Lorena Galarza, docente facilitadora de Carpintería y autora de uno de los mejores ensayos del simposio “Construyendo Roles”, propone transformar el rol docente para dar respuesta a la realidad que viven los alumnos. “Debemos acompañar el cambio y brindar una educación de calidad”, asegura.

- “20/30 fue un aprendizaje mutuo: no sólo los alumnos aprendieron, yo también lo hice”, expresó la facilitadora de Carpintería.

“20/30 fue un aprendizaje mutuo: no sólo los alumnos aprendieron, yo también lo hice”, expresó la facilitadora de Carpintería.

El plan 20/30 significó para muchos docentes concebir la profesión desde otra perspectiva, desde una mirada más integral. Y es que dentro del aula no sólo facilitan el conocimiento sino que acompañan en el proceso a alumnos con distintas realidades y tiempos de aprendizaje. Este desafío fue analizado por Lorena Galarza, docente facilitadora de la localidad de Carpintería, en el ensayo “La construcción de roles en el plan 20/30. Impacto para la mejora del rol del facilitador”.

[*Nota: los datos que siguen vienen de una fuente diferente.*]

PR #1790, opened 2022-07-11
Send PKeyAuth Header to token endpoint for required msal-broker protocol version 9.0

p3dr0rv:
### Why
On #1687 we started sending x-ms-PKeyAuth in both interactive and silent flow, fixing the silent flow pkeyauth. 
This change broke a client whose misconfiguration relied on the old flow (see related ICM: [31201066](https://portal.microsofticm.com/imp/v3/incidents/details/312010665/home)).
So, we stopped sending the pkeyauth header to the token endpoint on #1755.
We are bringing back this fix in secure way adding a version lock to avoid breaking customers.
Sending the pkeyauth header to the token endpoint only to clients who configure the minimum_required_broker_protocol_version to version 9.0.  

[Android Auth Broker Protocol Versions](https://identitydivision.visualstudio.com/DevEx/_git/AuthLibrariesApiReview?path=/%5BAndroid%5D%20Broker%20API/broker_protocol_versions.md&version=GBdev&_a=preview)
Related PR: [broker#1927](https://github.com/AzureAD/ad-accounts-for-android/pull/1927)

### What change

* Added a boolean value to the acquire token Interactive/silent request bundle that determines if we should send the pkeauth header to the token endpoint.
* On minimum_required_broker_protocol_version to version 9.0 or higher we set this boolean value to true, otherwise false.
*  propagate the flag to OAuth2Strategy using  Broker[Silent,Interactive]TokenCommandParameters and MicrosoftTokenRequest

### DIFF
--- a/changelog.txt
+++ b/changelog.txt
@@ -1,5 +1,6 @@
 V.Next
 ----------
+- [MAJOR] Bumped MSAL Broker Protocol version to 9.0, acquireToken/acquireTokenSilent endpoint requires minimum_required_broker_protocol_version of 9.0+ to Send x-ms-PKeyAuth Header to the token endpoint. (#1790)
 - [MAJOR] Bumped MSAL Broker Protocol version to 8.0, GET_ACCOUNTS endpoint requires minimum_required_broker_protocol_version of 8.0+ to return an account constructed from PRT id token to FOCI apps. (#1771)
 - [MAJOR] [Msal] Remove launching logout endpoint in default browser for shared device mode signout flow
 - [PATCH] [Adal] Ignore failure in updating unified/msal cache if ignoreKeyLoaderNotFoundError flag is set (#1781)
--- a/changelog.txt
+++ b/changelog.txt
@@ -1,6 +1,6 @@
 V.Next
 ----------
-- [MAJOR] Bumped MSAL Broker Protocol version to 9.0, acquireToken/acquireTokenSilent endpoint requires minimum_required_broker_protocol_version of 9.0+ to Send x-ms-PKeyAuth Header to the token endpoint. (#1790)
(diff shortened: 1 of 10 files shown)


common4j/src/main/com/microsoft/identity/common/java/providers/microsoft/MicrosoftTokenRequest.java
```diff
@@ -97,6 +100,11 @@ public MicrosoftTokenRequest() {
     // Sent as part of headers if available, so marking it transient.
     private transient String mBrokerVersion;
 
+    @Getter
```
rpdome, line 104: Nit: add comment

rpdome (approved):

changelog.txt
```diff
@@ -1,5 +1,6 @@
 V.Next
 ----------
+- [MAJOR] Bumped MSAL Broker Protocol version to 9.0, acquireToken/acquireTokenSilent endpoint requires minimum_required_broker_protocol_version of 9.0+ to Send x-ms-PKeyAuth Header to the token endpoint. (#1790)
```
p3dr0rv: https://github.com/AzureAD/ad-accounts-for-android/pull/1927#discussion_r924968243

common/src/main/java/com/microsoft/identity/common/adal/internal/AuthenticationConstants.java
```diff
@@ -1159,6 +1159,11 @@ public static String computeMaxHostBrokerProtocol() {
          */
         public static final String BROKER_REQUEST_V2_SUCCESS = "broker_request_v2_success";
 
+        /**
+         * String to send true if the request should send the PkeyAuth header to the token endpoint, false otherwise.
+         */
+        public static final String SHOULD_SEND_PKEYAUTH_HEADER_TO_THE_TOKEN_ENDPOINT = "should.send.pkeyauth.header";
```
iamgusain, line 1165: Should we add Silent_Flow to this variable, as we are not using this in the Interactive flow

iamgusain (approved):
Please add the ICM link in the PR description to add more context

“El mundo que nos rodea se transforma día a día. Los alumnos tienen nuevas necesidades e intereses y, para poder insertarse en la sociedad, en el mundo laboral o continuar con sus estudios terciarios o universitarios, nosotros como educadores debemos acompañar ese cambio y brindar una educación de calidad”, asegura Galarza, cuya ponencia fue reconocida en el 1° Simposio del plan 20/30 “Construyendo Roles”.

Para dar respuesta a esta realidad, la facilitadora propone repensar el rol docente: “Debemos transformar las prácticas áulicas, reconocer nuestras fortalezas y debilidades, y ser capaces de motivar y estimular el proceso de enseñanza-aprendizaje teniendo en cuenta las características de cada alumno”.

Un rol que presenta desafíos diarios

Tal como describe la facilitadora de Carpintería, una vía para lograr esta transformación es la metodología de las Escuelas Públicas Digitales (EPD): un esquema que se centra en la educación autorregulada y personalizada, y en el uso de las nuevas tecnologías.

“Nuestra labor como facilitadores implica guiar de manera personalizada a cada alumno dentro de este nuevo proceso educativo, para que pueda alcanzar progresivamente la realización personal y la autonomía de aprendizaje”, asegura Galarza. Y añade: “Todo nuestro accionar debe estar orientado a que se conozca a sí mismo y aprenda a reconocer sus fortalezas y debilidades”.

En este sentido, resalta cuatro aspectos clave que pueden contribuir a esta tarea. “Los docentes tenemos que ser capaces de conocer al otro, entablar una comprensión recíproca sostenerlos para evitar que abandonen, destacando su grado de esfuerzo, y ser constantes, sinceros y auténticos”, enumeró.

Aprender del otro

Oriunda de la provincia de Buenos Aires, Lorena comenzó su carrera docente hace 16 años. En 1996 obtuvo el título como Maestra Especializada en el Nivel Inicial y 15 años más tarde se mudó a la localidad sanluiseña de Carpintería. Fue en San Luis donde encontró oportunidades y desafíos únicos.

“El plan 20/30 fue mi primera experiencia como docente de adultos. El primer día de clases sentí como si recién me hubiera recibido. Era algo totalmente nuevo para mí”, recuerda. Y describe: “Fue un aprendizaje mutuo: no sólo los alumnos aprendieron; yo también lo hice. Logramos formar un hermoso grupo que, en muchas oportunidades, traspasó los límites del estudio. Entre mates y charlas escuchábamos sus problemas, les dábamos fuerza para enfrentar problemas personales y que no dejaran sus sueños librados al azar. Les transmitimos que con esfuerzo, uno puede lograr la meta que se proponga”.